# [Stored data entries]

"""

PR #30, opened 2020-09-28
Added script to build manifests and catalogs

rrati:


build_catalog.sh
```diff
@@ -0,0 +1,49 @@
+#!/bin/bash
+
+num_commits=$(git rev-list $(git rev-list --max-parents=0 HEAD)..HEAD --count)
+current_commit=$(git rev-parse --short=7 HEAD)
+version="0.1.$num_commits-$current_commit"
```
rporres, line 5: we can get this from the boilerplate vars: https://github.com/app-sre/deployment-validation-operator/blob/ea2120e886208c1a24a13171d1f8ed10320f5224/boilerplate/openshift/golang-osd-operator/standard.mk#L22-L24

build_catalog.sh
```diff
@@ -0,0 +1,49 @@
...
+
+# Login to docker
+docker_conf="$PWD/.docker"
+mkdir -p "$docker_conf"
+docker_cmd="docker --config=$docker_conf"
+
+$docker_cmd login -u="$QUAY_USER" -p="$QUAY_TOKEN" quay.io
+
+# Find the CSV version from the previous bundle
+$docker_cmd pull $BUNDLE_IMAGE_NAME:latest && exists=1 || exists=0
```
rporres, line 16: if you're depending from external variables you should check for them to exist or at least add `set -o no unset`

build_catalog.sh
```diff
@@ -0,0 +1,49 @@
...
+    docker export tmp_$$ | tar -xf -
+    prev_version=`find . -name *.clusterserviceversion.* | xargs cat - | yq r - metadata.name`
+  popd
+  rm -rf $tmp_dir
+  docker rm tmp_$$
+fi
+
+# Build/push the new bundle
+pushd deploy/bundle
+  IMAGE=$BUNDLE_IMAGE_NAME IMAGE_TAG=$current_commit VERSION=$version REPLACE_VERSION=$prev_version make bundle
```
rporres, line 31: Does this work ok if `prev_version' is empty? If so, I would make it more explicit, as it can be confusing

build_catalog.sh
```diff
@@ -0,0 +1,49 @@
+#!/bin/bash
+
+num_commits=$(git rev-list $(git rev-list --max-parents=0 HEAD)..HEAD --count)
+current_commit=$(git rev-parse --short=7 HEAD)
+version="0.1.$num_commits-$current_commit"
+opm_version="1.14.0"
```
rporres, line 6: we may this to be a var that can be set externally with a default

build_catalog.sh
```diff
@@ -0,0 +1,49 @@
...
+
+# Login to docker
+docker_conf="$PWD/.docker"
+mkdir -p "$docker_conf"
+docker_cmd="docker --config=$docker_conf"
```
rporres, line 11: the boilerplate uses the `CONTAINER_ENGINE` instead of docker for those using podman

rporres (changes requested):
Looks great. I love how we don't have to depend on keeping the previous version anywhere

A couple of things:

* I would integrate this with the Makefile to avoid duplicating logic.
* I would also make it a bit more defensive, with a `set -eu` at the beginning

build_catalog.sh
rrati: It does.  That was the sed logic we were trying to reshape to work across linux and mac

build_catalog.sh
rrati: Will do this once things are working and can integrate with makefile/boilerplate.  Too many variables atm

build_catalog.sh
rrati: Checking for the env names.  Can't use -o nounset because there is a variable that will be unbound in some cases (previous version)

build_catalog.sh
rrati: I thought about that, but I'm not sure we want a bunch of different opm versions in use.  For now I want to keep as is and we can iterate to determine how to handle the version.

build_catalog.sh
rrati: Will use once this gets integrated with boilerplate.

build_catalog.sh
rporres: fair enough

build_catalog.sh
rporres: ok

build_catalog.sh
rporres: ok

build_catalog.sh
```diff
@@ -0,0 +1,62 @@
...
+if [ -z "${BUNDLE_IMAGE_NAME}" ]; then
+  echo "BUNDLE_IMAGE_NAME is not set"
+  exit 1
+fi
+
+if [ -z "${CATALOG_IMAGE_NAME}" ]; then
+  echo "CATALOG_IMAGE_NAME is not set"
+  exit 1
+fi
+
```
rporres, line 12: I usually do this in the following way to capture everything in one go

```bash
count=0
for var in BUNDLE_IMAGE_NAME \
           CATALOG_IMAGE_NAME \
           QUAY_USER \
           QUAY_TOKEN
do
    if [ ! "${!var}" ]; then
        echo "$var is not set"
        count=$((count + 1))
    fi
done

[ $count -gt 0 ] && exit 1
```

rporres (approved):
just a small suggestion. Looks good otherwise

build_catalog.sh
rrati: I didn't include QUAY_USER/TOKEN simply because they are part of the CI/CD, but you're right they should be included.  I added ^^.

"""

# [Exercise objective]
All lines above with the word "previous" need to be reported.

# [Solution]
+# Find the CSV version from the previous bundle
Looks great. I love how we don't have to depend on keeping the previous version anywhere
rrati: Checking for the env names.  Can't use -o nounset because there is a variable that will be unbound in some cases (previous version)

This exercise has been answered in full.